In order to offer ubiquitous and pervasive services, the present expansion of IoT and EC makes them possible to have a large number of devices and processing nodes located close to end-users [30]. In recent years, we have also seen the introduction of several mobile devices and applications, such as drones and Vehicular Networks (VN), each with its own unique set of capabilities. The development of this technology has made it possible for computing and sensing devices to launch applications such as Augmented Reality (AR), predictive analytics activities at the edge, intelligent vehicle control, traffic management, and interactive applications [4]. These types of services are given in response to the need for processing data being gathered by IoT devices and, then, being sent to EC nodes [63]. A range of IoT applications may offer to end users with more precise and detailed network services [18]. In this situation, an increasing number of equipment and sensors are being networked through IoT technology, and this equipment and sensors will create vast amounts of data that need additional processing, therefore delivering service providers and end users with intelligence. In the traditional Cloud computing setup, all information must be transferred to centralized servers, and after processing, the outcomes must be sent directly to the requestors, e.g., sensors or other devices. This procedure places significant stress on the network, particularly in terms of bandwidth and resource requirements for data transmission. Furthermore, when data size increases, bandwidth utilization will decline.
EC has been suggested to address the aforementioned difficulties [24,59]. The fundamental goal is to increase the processing capabilities at the network edge; specifically, computing [51], bandwidth [62], and storage resources [43] are relocated nearer to IoT systems in order to minimize core data traffic and response delay and to support resource-intensive IoT applications. In comparison to Cloud [11,25], EC nodes have limited storage and computing capabilities. Nonetheless, they are able to host a number of services that make it easier to carry out a variety of processing tasks [40]. These kinds of activities are often presented in the form of assignments that ‘request’ the processing of data (e.g., predictive analytics, explanatory-driven models). The fact that IoT and EC may work together to facilitate the implementation of collaborative activities in which nodes can collaboratively complete the tasks that have been requested is an intriguing development [22]. For instance, nodes share services or data and they even offload processing duties onto peers in certain circumstances. Because of their reduced capability for storage and computing, EC nodes are only able to host a (sub-)set of the total accessible services and the data that has been obtained. The collected data can be reported by stream monitoring e.g., the evolution of a certain phenomenon [6,27,28] and streams generated by autonomous nodes (e.g., unmanned vehicles) [29]. Upon these streams, we can support the extraction of knowledge, the detection of events or any other processing [30].

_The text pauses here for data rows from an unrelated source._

Issue #3540, opened 2025-05-13
Support Passkey authentication


tp:
After the new auth modules reach feature parity with `serverpod_auth`, we want to add Passkeys as the next authentication mechanism.

PR #3829, opened 2025-07-25
feat(auth2): Implement Passkey authentication provider

tp:
Adds the server-side implementation to add Passkeys to an existing auth user.

I opted not to allow "fresh" registration for now, as developers probably appreciate having some information about their users, as this is what all current providers offer (e.g. at least a verified email). But, of course, it would be easy to change the "register" method to create a new auth user instead of adding the key to the current user.

Relates to #3540

## Summary by CodeRabbit

- New Features
  - Introduced passkey (WebAuthn) authentication: generate challenges, register passkeys to existing accounts, and sign in using passkeys.
  - Creates authenticated sessions via passkey and honors blocked-user restrictions.
- Chores
  - Added dependency to enable passkey server capabilities.
  - Automatic cleanup of expired passkey challenges to maintain system health.
- Tests
  - Added end-to-end tests covering passkey registration and login flows.


tp:
@coderabbitai full review

modules/new_serverpod_auth/serverpod_auth_idp/serverpod_auth_idp_server/lib/src/providers/passkey/models/passkey_account.spy.yaml
```diff
@@ -0,0 +1,41 @@
...
+
+  ### The time when this authentication was created.
+  createdAt: DateTime, defaultModel=now
+
+  ### The ID of the [publicKey].
+  keyId: ByteData
+
+  ### Base64 variant of the key ID (to enable DB lookups).
+  keyIdBase64: String
+
```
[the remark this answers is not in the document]
tp: Great point, will switch to a key for the base64 variant.

Let's add the auth user one only once it's actually used/exposed in a query function.

modules/new_serverpod_auth/serverpod_auth_idp/serverpod_auth_idp_server/lib/src/providers/passkey/models/passkey_account.spy.yaml
```diff
@@ -0,0 +1,41 @@
...
+  ### The authenticator's attestation data.
+  attestationObject: ByteData
+
+  ### The authenticator's client data.
+  authenticatorData: ByteData
+
+  ### The challenge used during registration.
+  originalChallenge: ByteData
+
```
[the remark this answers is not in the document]
tp: Good point, I'll tackle this in a follow up.

"last used" timestamps are not currently a thing we do on authentication methods (these are immutable), but I agree that it might be useful to log usages in some way (across all providers), so we can see user behavior and spot anomalies.

modules/new_serverpod_auth/serverpod_auth_idp/serverpod_auth_idp_server/lib/src/providers/passkey/models/passkey_challenge.spy.yaml
```diff
@@ -0,0 +1,12 @@
...
+serverOnly: true
+table: serverpod_auth_idp_passkey_challenge
+fields:
+  id: UuidValue?, defaultPersist=random
+
+  ### The time when this challenge was created.
+  createdAt: DateTime, defaultModel=now
+
+  ### The actual challenge for the client
+  challenge: ByteData
```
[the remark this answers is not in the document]
tp: This is handled via the config's `challengeLifetime`, after which a challenge can not be used anymore.

Consuming the challenge is a good idea though, I'll update the code to delete used ones.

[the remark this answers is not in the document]
tp: The deletion has been added in the latest version of this PR.

modules/new_serverpod_auth/serverpod_auth_idp/serverpod_auth_idp_server/lib/src/providers/passkey/models/passkey_account.spy.yaml
```diff
@@ -0,0 +1,41 @@
...
+  keyIdBase64: String
+
+  ### The authenticator's JSON client data.
+  clientDataJSON: ByteData
+
+  ### The public key provided by the client.
+  publicKey: ByteData
+
+  ### The algorithm of the pbulic key.
+  publicKeyAlgorithm: int
```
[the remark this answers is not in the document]
tp: Typo has been fixed.

modules/new_serverpod_auth/serverpod_auth_idp/serverpod_auth_idp_server/lib/src/providers/passkey/models/passkey_account.spy.yaml
```diff
@@ -0,0 +1,41 @@
+### A fully configured passkey to be used for logins.
+class: PasskeyAccount
+serverOnly: true
+table: serverpod_auth_idp_passkey_account
+fields:
+  id: UuidValue?, defaultPersist=random
+
+  ### The [AuthUser] this profile belongs to
+  authUser: module:auth:AuthUser?, relation(onDelete=Cascade)
+
```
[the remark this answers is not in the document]
tp: It looks like there is a gap in your understanding of relationships in Serverpod.

The relationship is required, since it's not explicitly marked as `optional` here.

But the embedded object for `AuthUser` is optional, since it's not loaded by default (via a JOIN).

But each `PasskeyAccount` model instance will have at least the corresponding `authUserId` field set, even if the full `AuthUser` is not included.

modules/new_serverpod_auth/serverpod_auth_idp/serverpod_auth_idp_server/lib/src/providers/passkey/business/passkey_accounts_admin.dart
```diff
@@ -0,0 +1,18 @@
+import 'package:clock/clock.dart';
+import 'package:serverpod/serverpod.dart';
+import 'package:serverpod_auth_idp_server/providers/passkey.dart';
+import 'package:serverpod_auth_idp_server/src/generated/protocol.dart';
+
+/// Collection of Passkey account admin methods.
+final class PasskeyAccountsAdmin {
+  /// Removes all challenges from the database which are older than the
+  /// challenge lifetime.
+  Future<void> deleteExpiredChallenged(final Session session) async {
```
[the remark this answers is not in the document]
tp: Typo is fixed.

modules/new_serverpod_auth/serverpod_auth_idp/serverpod_auth_idp_server/lib/src/providers/passkey/business/passkey_accounts.dart
```diff
@@ -0,0 +1,158 @@
...
+    final challenge = await _getChallenge(
+      session,
+      request.challengeId,
+      transaction: transaction,
+    );
+
+    await _passkeys.verifyRegistration(
+      authenticatorData: request.authenticatorData.asUint8List,
+    );
+
```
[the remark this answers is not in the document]
tp: Indeed, those parameters were not part of the pre-release version of the library we used here (mostly because it's valid that the `attestationObject` is basically empty or contains the same data as the `authenticatorData`, as e.g. Mac or Chrome do not partake in the attestation chain (unlike e.g. a YubiKey), and that are the clients we're aiming for initially).

But I have update the libraries version and now pass the newly required and validated parameters. Please re-check.

modules/new_serverpod_auth/serverpod_auth_idp/serverpod_auth_idp_server/lib/src/providers/passkey/models/passkey_registration_request.spy.yaml
```diff
@@ -0,0 +1,23 @@
...
+  challengeId: UuidValue
+
+  ### The ID of the public key.
+  keyId: ByteData
+
+  ### The contents of the public key.
+  publicKey: ByteData
+
+  ### The algorithm of the public key.
+  publicKeyAlgorithm: int
```
marcelomendoncasoares: Suggestion: Since we only support ES256 (-7) and RS256 (-257) standard algorithms ([from the `passkeys_server` package](https://github.com/LunaONE/passkeys_server/blob/ce23baceee5003f54f2306df13017e48b4ee96df/packages/passkeys_server/lib/src/passkeys.dart#L27-L30)), we could replace the `int` by an `enum` with the names of the algorithms to make it easier for users to set the parameter.

modules/new_serverpod_auth/serverpod_auth_idp/serverpod_auth_idp_server/lib/src/providers/passkey/models/passkey_challenge_expired_exception.spy.yaml
```diff
@@ -0,0 +1 @@
+exception: PasskeyChallengeExpiredException
```
marcelomendoncasoares, line 3: Suggestion: Worth adding a doc to the public exception (same valid for the other ones).

modules/new_serverpod_auth/serverpod_auth_idp/serverpod_auth_idp_server/pubspec.yaml
```diff
@@ -16,6 +16,7 @@ dependencies:
   googleapis_auth: ">=1.6.0 <3.0.0"
   http: ">=1.1.0 <2.0.0"
   meta: ^1.11.0
+  passkeys_server: ^0.4.0
```
marcelomendoncasoares: I understand that the intention in using this package that you have developed is to facilitate the expansion of the supported passkey platforms and that you will be maintaining it with community support, right? We would only need to a first `1.0.0` to depend on a stable version.

modules/new_serverpod_auth/serverpod_auth_idp/serverpod_auth_idp_server/test/passkey/passkey_accounts_test.dart
```diff
@@ -0,0 +1,173 @@
...
+          ),
+        );
+
+        PasskeyAccounts.config = PasskeyAccountConfig(
+          hostname: 'localhost',
+        );
+      });
+
+      test(
+          "when calling `PasskeyAccounts.registerPasskey`, then the passkey is registered for the session's user.",
```
marcelomendoncasoares: We should also test that the user can not complete the challenge after it has expired. Then, this one could be more specific like:

```suggestion
          "when calling `PasskeyAccounts.registerPasskey` before challenge expires, then the passkey is registered for the session's user.",
```

modules/new_serverpod_auth/serverpod_auth_idp/serverpod_auth_idp_server/test/passkey/passkey_accounts_test.dart
```diff
@@ -0,0 +1,173 @@
...
+          session,
+          PasskeyChallenge(
+            id: loginChallengeId,
+            challenge: _loginChallenge,
+          ),
+        );
+      });
+
+      test(
+          "when calling `PasskeyAccounts.authenticate`, then the user's ID is returned.",
```
marcelomendoncasoares: Would be good to also have a test for when the user attempts to authenticate with incorrect data on each of the `PasskeyLoginRequest` fields. This one could then be:

```suggestion
          "when calling `PasskeyAccounts.authenticate` with valid login request data, then the user's ID is returned.",
```

marcelomendoncasoares (changes requested):
Great work on this, @tp! Made only few suggestions to improve test coverage and minor details of user experience. To complete the feature, we will only need a first stable release of the `passkeys_server` package.

tp:
@marcelomendoncasoares just a quick update from my end: Windows support just landed (had to get a Surface machine to be able to continually test it 😉). I am currently building a Flutter web frontend using the popular client package “passkeys”. We’ll see whether that works out of the box like my “plain HTML” demo or if the APIs need to be adapted (which would then also need to be mirrored in the models here). Once the Flutter web example is live I can do the 1.0.0 release of the package and then will update the dependency here and work through your initial comments :)

I would say this should not be more than 2-3 days of work remaining (of what I see so far), but I may be busy next week and thus only finish this up the week after. Talk soon!

modules/new_serverpod_auth/serverpod_auth_idp/serverpod_auth_idp_server/lib/src/providers/passkey/models/passkey_registration_request.spy.yaml
tp: @marcelomendoncasoares How strongly do you feel about this one? 

I would rather treat the algorithms as "opaque integers" as we just shuffle them back and forth the server- and client-side libraries.

I don't any value in having them better "understood" by the Serverpod package.

There's definitely 2 more (but strictly optional) ones on the horizon.

As the package already exposes the "support algorithms" (to build the client request objects), I would ideally just forward this to the client, and not introduce an intermediate mapping layer.

PS: Maybe I'll just drop this from the underlying package entirely anyway, as it's already bundled up in the `attestationObject.authenticatorData`, and there is no need (apart from looking at it out of interest) to have it available by itself, without the related key (which is also in that data). In the end it's probably best to do the least amount of transformations/extractions of the underlying data, to not introduce any errors (as we really don't need to look at them in isolation anyway).

tp: This has been removed as an explicit field.

modules/new_serverpod_auth/serverpod_auth_idp/serverpod_auth_idp_client/lib/src/protocol/providers/email/models/exceptions/email_account_login_failure_reason.dart
```diff
@@ -34,7 +34,6 @@ enum EmailAccountLoginFailureReason implements _i1.SerializableModel {
 
   @override
   int toJson() => index;
-
```
tp, line 37: Weird, this now generates like this for me after pulling in `main` and upgrading to Dart 3.9.2. 

Does this ring a bell @marcelomendoncasoares ?

modules/new_serverpod_auth/serverpod_auth_idp/serverpod_auth_idp_server/lib/src/providers/passkey/models/passkey_challenge_expired_exception.spy.yaml
tp: Added comments in bea43e1156aeb8fad42020b10e9c8bfd83b1f5f2

modules/new_serverpod_auth/serverpod_auth_idp/serverpod_auth_idp_server/test/passkey/passkey_accounts_test.dart
tp: added the suggested additional cases in 05556009c6fa1344490ee1f8804ce9f11dc307d4

modules/new_serverpod_auth/serverpod_auth_idp/serverpod_auth_idp_server/pubspec.yaml
tp: Sounds good! I think the 0.6.0 API is now stable and will become 1.0.0 soon.

I just have a short list of internal polishes to do, before I will push that one out :)

marcelomendoncasoares: Perfect! Just ping me once you update here to 1.0.0 and we are good to go!

tp: @marcelomendoncasoares I have updated to version 1.0.0 and updated the existing v3 migrations, so that there is only one in each affected module.

tp:
Seems like 1 unrelated test case failed, but I can not re-run the CI jobs anymore to ensure that this truly is a fluke.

Services are essential in order to perform the processing responsibilities that have
been delegated by applications or users in the form of tasks. As a result, the
demand for services is always adjusting to accommodate the dynamic requests of
various activities/tasks. This indicates that a task can be asking for a service
that may or may not be available locally. Then, nodes have two options: Option 1: They can perform a service
replication (pull-action) from their edge neighbors or
the Cloud, but only if the service is suitable for their computing
capabilities; Option 2: They can delegate
the responsibility (push-action) to the peers/Cloud
that presently host the service(s).
The
aforementioned options deal with deciding where to transfer service in order to keep
the Quality of Service (QoS) at a high level. Because of the nature of the EC
environment and the non-static behavior of end users, it is obviously difficult to
provide an ideal migration/replication plan that can be implemented. Moreover, due
to the situations that make the local authority of the user complex, offloading
tasks involves sending them to peers or the Cloud for processing. For instance, the
node that is assigned the duty of processing as the receptor of a task could have a
high load, and as a result, it might not be able to guarantee an effective
completion within the permitted time interval that may be specified by the
requester. A strategy for the migration of services was presented in [60]; its purpose is to satisfy the service
latency requirements of EC while keeping migration costs and trip times to a
minimum. Furthermore, in [20], the authors
recommended using a reinforcement learning-based model to solve the service
migration issue.
In this paper, we focus on the pull-action leaving the initiative to EC nodes to enhance their autonomous nature and suggest that services’ replication may be optimized and controlled in the EC environment by adopting the principles of optimal stopping theory (OST) [21]. In this case, EC nodes must decide locally when it is the best time to replicate the service in order to maximize its ability to carry out the requested tasks. We have to mention that the decision for services replication is made by every EC node independently being fully aligned with the needs of the incoming tasks and the status of the node. The remaining paper is organized as follows. In Section 2, we provide a summary of the prior work as well as the rationale and our contribution, while Section 3 delves into the specifics of the proposed OST-based decision-making model. The outcomes of our performance and comparative assessment are presented in Section 4, and Section 5 draws the conclusion of this work and indicates potential avenues for further research.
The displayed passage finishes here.